PR #1425, opened 2025-03-10
UserPreferences: simplify INSERT queries

alxndrsn:
* simplify conflict handling
  * remove index name generation
  * remove re-stating of property value
* remove unused return value

Current tests continue to pass.

Could have been left as-is, but the new code should be easier to reason about.

This should not affect users.  Risk of regression is low given the size of the change and existing test coverage.

No.


matthew-white (approved):
Definitely a nice improvement in readability. 🎉 I didn't know about the `EXCLUDED` syntax, that's very handy.

PR #1426, opened 2025-03-10
user-preferences: simplify SELECT queries

alxndrsn:

Existing tests continue to pass.

The code could have been left as-is, but after taking the time to understand the existing code it seemed helpful to share that understanding back.  Building JSON objects in PostgreSQL is verbose and maybe unfamiliar, whereas the same operations in Javascript can be simpler.

This change should not affect users.

No.

### DIFF
--- a/lib/model/query/user-preferences.js
+++ b/lib/model/query/user-preferences.js
@@ -9,56 +9,22 @@
 
 const { sql } = require('slonik');
 
+const getForUser = (userId) => async ({ allFirst }) => {
+  const site = Object.fromEntries(await allFirst(sql`
+    SELECT JSONB_BUILD_ARRAY("propertyName", "propertyValue")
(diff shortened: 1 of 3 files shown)


matthew-white (approved):

lib/model/query/user-preferences.js
```diff
@@ -10,55 +10,22 @@
...
+  `));
+
+  const projects = Object.fromEntries(await allFirst(sql`
+    SELECT JSONB_BUILD_ARRAY("projectId", JSONB_OBJECT_AGG("propertyName", "propertyValue"))
+      FROM user_project_preferences
+      WHERE "userId" = ${userId}
+      GROUP BY "projectId"
+  `));
 
+  return { site, projects };
```
alxndrsn, line 27: Consider combining these into a single query.

PR #1427, opened 2025-03-10
UserPreferences: simplify DELETE queries

alxndrsn:
Also use existing return value from postgres wire protocol instead of generating an extra value.

Ran existing tests.

Seems more concise and obvious than the existing code.

Should not affect users.

No.

### DIFF
--- a/lib/model/query/user-preferences.js
+++ b/lib/model/query/user-preferences.js
@@ -8,7 +8,7 @@
 // except according to the terms contained in the LICENSE file.
 
 const { sql } = require('slonik');
-
+const Option = require('../../util/option');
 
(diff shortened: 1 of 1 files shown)


matthew-white (approved):
Definitely seems like an improvement in readability to me. :+1:

matthew-white:
<blockquote>

* simplify conflict handling
  * remove index name generation
</blockquote>

I'm not sure I saw this part, or maybe I don't understand what this refers to. I like the changes here though, I think we're good to merge.

alxndrsn:
> I'm not sure I saw this part

Sorry, this comment relates to another PR and was copied here by mistake.  I'll update the description.

PR #1429, opened 2025-03-10
Remove symlinks to assertions.js

alxndrsn:
For easier understanding of what's going on with the assertions.js file, where it's included from, and what context it's used in.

============

A word-for-word copy of all the material is the required answer.

Solution:
PR #1425, opened 2025-03-10
UserPreferences: simplify INSERT queries

alxndrsn:
* simplify conflict handling
  * remove index name generation
  * remove re-stating of property value
* remove unused return value

Current tests continue to pass.

Could have been left as-is, but the new code should be easier to reason about.

This should not affect users.  Risk of regression is low given the size of the change and existing test coverage.

No.


matthew-white (approved):
Definitely a nice improvement in readability. 🎉 I didn't know about the `EXCLUDED` syntax, that's very handy.

PR #1426, opened 2025-03-10
user-preferences: simplify SELECT queries

alxndrsn:

Existing tests continue to pass.

The code could have been left as-is, but after taking the time to understand the existing code it seemed helpful to share that understanding back.  Building JSON objects in PostgreSQL is verbose and maybe unfamiliar, whereas the same operations in Javascript can be simpler.

This change should not affect users.

No.

### DIFF
--- a/lib/model/query/user-preferences.js
+++ b/lib/model/query/user-preferences.js
@@ -9,56 +9,22 @@
 
 const { sql } = require('slonik');
 
+const getForUser = (userId) => async ({ allFirst }) => {
+  const site = Object.fromEntries(await allFirst(sql`
+    SELECT JSONB_BUILD_ARRAY("propertyName", "propertyValue")
(diff shortened: 1 of 3 files shown)


matthew-white (approved):

lib/model/query/user-preferences.js
```diff
@@ -10,55 +10,22 @@
...
+  `));
+
+  const projects = Object.fromEntries(await allFirst(sql`
+    SELECT JSONB_BUILD_ARRAY("projectId", JSONB_OBJECT_AGG("propertyName", "propertyValue"))
+      FROM user_project_preferences
+      WHERE "userId" = ${userId}
+      GROUP BY "projectId"
+  `));
 
+  return { site, projects };
```
alxndrsn, line 27: Consider combining these into a single query.

PR #1427, opened 2025-03-10
UserPreferences: simplify DELETE queries

alxndrsn:
Also use existing return value from postgres wire protocol instead of generating an extra value.

Ran existing tests.

Seems more concise and obvious than the existing code.

Should not affect users.

No.

### DIFF
--- a/lib/model/query/user-preferences.js
+++ b/lib/model/query/user-preferences.js
@@ -8,7 +8,7 @@
 // except according to the terms contained in the LICENSE file.
 
 const { sql } = require('slonik');
-
+const Option = require('../../util/option');
 
(diff shortened: 1 of 1 files shown)


matthew-white (approved):
Definitely seems like an improvement in readability to me. :+1:

matthew-white:
<blockquote>

* simplify conflict handling
  * remove index name generation
</blockquote>

I'm not sure I saw this part, or maybe I don't understand what this refers to. I like the changes here though, I think we're good to merge.

alxndrsn:
> I'm not sure I saw this part

Sorry, this comment relates to another PR and was copied here by mistake.  I'll update the description.

PR #1429, opened 2025-03-10
Remove symlinks to assertions.js

alxndrsn:
For easier understanding of what's going on with the assertions.js file, where it's included from, and what context it's used in.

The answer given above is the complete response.